Volker Perthes ist Direktor der Stiftung Wissenschaft und Politik (SWP) in Berlin und Experte für den Nahen Osten.

University students from the Muslim Brotherhood protest in Cairo

Studenten der Muslimbrüder protestieren in Kairo gegen Hosni Mubarak.

(Foto: REUTERS)

Die Umbrüche und Demonstrationen in Tunesien, Ägypten und anderen arabischen Ländern werfen die besorgte Frage auf, ob jetzt islamistische Kräfte die Macht übernehmen könnten. Die kurze Antwort heißt: Dies ist nicht wahrscheinlich, aber Europa sollte sich einer Machtbeteiligung politisch-islamischer Kräfte auch nicht entgegenstellen. Die längere Antwort besteht aus zwei Teilen.

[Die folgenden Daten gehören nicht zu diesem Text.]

PR #903, opened 2020-11-14
Deprecate the setNextPageSwipeLock method

### LINKED ISSUE #902: Question : how do setButtonsEnabled / setNextPageSwipeLock work ?
I'm calling `setButtonsEnabled ` and `setNextPageSwipeLock` in the `onSlideChanged` method but it doesn't have any effect on navigation : buttons are still enabled and user can still swipe.

Is there something I'm doing wrong ?

**AppIntro Version**: 6.0.0

**Device/Android Version**: Huawei 8X

**Issue details / Repro steps / Use case background**: Using an activity extending `AppIntro2` with specialized fragments for certain slides

**Your Code**: 

```java

    @Override
    protected void onCreate(Bundle savedInstanceState) {
        super.onCreate(savedInstanceState);

        addSlide(new WelcomeIntroFragment());
        addSlide(new ImportIntroFragment());
        addSlide(new ThemeIntroFragment());

        setWizardMode(true); // Replaces skip button with back button
        setSystemBackButtonLocked(true); // works
        setIndicatorEnabled(true);
        setSwipeLock(true); // <--- Doesn't work
    }

 @Override
    public void onSlideChanged(@Nullable Fragment oldFragment, @Nullable Fragment newFragment) {
        super.onSlideChanged(oldFragment, newFragment);
        boolean isBlockProgress = (newFragment instanceof ImportIntroFragment);
        setButtonsEnabled(!isBlockProgress); // <-- doesn't have any effect
        setNextPageSwipeLock(isBlockProgress); // <-- doesn't have any effect
    }
```

**Stack trace / LogCat**:
```ruby
paste stack trace and/or log here
```
No error message; none expected

cortinico:
I'm deprecating the `setNextPageSwipeLock` method on `AppIntroBase`.

The method has no effect at all on the ViewPager and is causing confusion on the status of buttons if users happen to call it. We're going to remove the method in the upcoming major version of the library.

Fixes #902

### DIFF
--- a/appintro/src/main/java/com/github/appintro/AppIntroBase.kt
+++ b/appintro/src/main/java/com/github/appintro/AppIntroBase.kt
@@ -238,22 +238,19 @@ abstract class AppIntroBase : AppCompatActivity(), AppIntroViewPagerListener {
     }
 
     /**
-     * Setting to disable forward swiping right on current page and allow swiping left. If a swipe
-     * left occurs, the lock state is reset and swiping is re-enabled. (one shot disable) This also
-     * hides/shows the Next and Done buttons accordingly.
-     *
      * @param lock Set true to disable forward swiping. False to enable.
+     * @deprecated setNextPageSwipeLock has been deprecated in favor of setSwipeLock or SlidePolicy
      */
+    @Deprecated(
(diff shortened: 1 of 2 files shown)


paolorotolo (approved):
Ok for me.

PR #912, opened 2020-12-18
Use fragments instead of activities

nasko700:
It could be created another module of this nice library which uses fragments instead of activities. Here AppIntro is changed to be a fragment.


cortinico:
Thanks for your contribution @nasko700 

What should be the going forward here? This PR is introducing a drastic API change with no backward compatibility with AppIntro 6.0.0.

I appreciate the effort but I believe this should be split in smaller parts and the library should expose both `Activity` and `Fragment` support.

PR #922, opened 2021-01-28
Add support for Autosizing TextViews

### LINKED ISSUE #915: A display issue
**AppIntro Version**: 2.15.15

**Device/Android Version**: Google nexus 6，Android 8.0

Dear developer!
In the process of using, I found a bug in layout / display. As shown in the figure, in the first page, the text in the red box is half blocked. This may be an adaptation problem. I suspect it is because **display and font size** are set to large (mainly due to **display size**).
Because of some problems with my eyesight, I often use the largest font and display.
App version is 2.15.15, my mobile phone is Google nexus 6, screen resolution setting is 1920* 1080, **_font size and display size are the largest ! ! !_**, Android system is 8.0.
The above is a description of the problem. The overall experience of the software is good. You can see that the design is very attentive. Thank you very much for the efforts of the developers all the time. I hope to receive a reply.
Thank you!

**Your Code**: 

**Stack trace / LogCat**:
```ruby
paste stack trace and/or log here
```

bug-beta_342

cortinico:
Fixes #915 

I'm adding Autosizing TextViews (https://developer.android.com/guide/topics/ui/look-and-feel/autosizing-textview) to fix problems with text being cut out.

| Long text | Short test |
| --- | --- |
| Screenshot_1611874511 | Screenshot_1611874513 |

### DIFF
--- a/appintro/src/main/res/values-sw600dp/dimen-sw600dp.xml
+++ b/appintro/src/main/res/values-sw600dp/dimen-sw600dp.xml
@@ -3,6 +3,8 @@
 
     <dimen name="appintro_desctext_size">30sp</dimen>
     <dimen name="appintro_headtext_size">42sp</dimen>
+    <dimen name="appintro_min_text_size">24sp</dimen>
+    <dimen name="appintro_text_granularity_size">2sp</dimen>
 
     <dimen name="appintro_button_margin">12dp</dimen>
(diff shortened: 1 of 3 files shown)


paolorotolo (approved):
Awesome, I didn't know this was a thing 👍🏻

PR #923, opened 2021-01-28
Refactor project to use maven-publish

cortinico:
I'm updating the project to use `maven-publish` as suggested by Jitpack: https://jitpack.io/docs/ANDROID/

We also had quite and old configuration so I'm cleaning it up a bit.


paolorotolo (approved):
Yeah, thanks!

PR #934, opened 2021-03-12
Fix ProgressIndicatorController in RTL

### LINKED ISSUE #932: RTL bug - progress indicators do not adapt to RTL
**AppIntro Version**: 6.1.0

**Device/Android Version**: Sony, Android 7.0

**Issue details**: In issue #721 you made the demo with dot indicators, I tried it with progress indicator and it is not working correctly.

cortinico:
Seems like we have a problem with `ProgressIndicatorController` if in RTL (it goes in the opposite way).
I'm fixing it here:

untitled

Fixes #932


paolorotolo (approved):
Good, thanks!

PR #959, opened 2021-08-06
Add @JvmOverloads on goToNextSlide

### LINKED ISSUE #955: Calling goToNextSlide() from Java
## ⚠️ Is your feature request related to a problem? Please describe

goToNextSlide() has default parameter values however it's impossible to use goToNextSlide from Java because it requires isLastSlide which relies on internal logic.

From Kotlin document:

> Normally, if you write a Kotlin method with default parameter values, it will be visible in Java only as a full signature, with all parameters present. If you wish to expose multiple overloads to Java callers, you can use the @JvmOverloads annotation.

Please add @JvmOverloads annotation for goToNextSlide so we can use this method from Java without the need to provide isLastSlide.

## 🤚 Do you want to develop this feature yourself?
- [ ] Yes
- [X] No

cortinico:
Fixes #955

Zunächst fällt auf, dass die Islamisten in Tunesien und auch in Ägypten von den Protesten genauso überrascht wurden wie die jeweiligen Regierungen. Sie waren schlicht nicht da, und die Generation der gut ausgebildeten, aber wirtschaftlich und politisch marginalisierten 20- bis 30-Jährigen hat auch nicht auf sie gewartet.

Die Muslimbrüder in Ägypten und ihre Ableger in den anderen arabischen Staaten - die Hamas im Gaza-Streifen, die Islamische Aktionsfront in Jordanien, die Muslimbruderschaft in Syrien - sind in gewisser Weise die Zwillinge der herrschenden, nationalistischen Regimes, ihre Lieblings- und Angstgegner. Sie orientieren sich oft an ähnlichen Themen, auch wenn sie unterschiedliche Antworten geben, etwa zum Verhältnis mit Israel. Beide liefern aber keine Antworten auf die Fragen der Generation, die heute - quer durch die arabische Welt - die stärkste ist. "Der Islam ist die Lösung" - dieser Slogan ist für arbeitslose Hochschulabsolventen, die über Twitter und Facebook kommunizieren, nicht mehr überzeugend. Bei vielen sozialen und kulturellen Themen hatten Regime wie das Hosni Mubaraks den Islamisten ohnehin schon lange Raum gegeben - gegen die Interessen all derer, die sich größere Freiräume wünschten.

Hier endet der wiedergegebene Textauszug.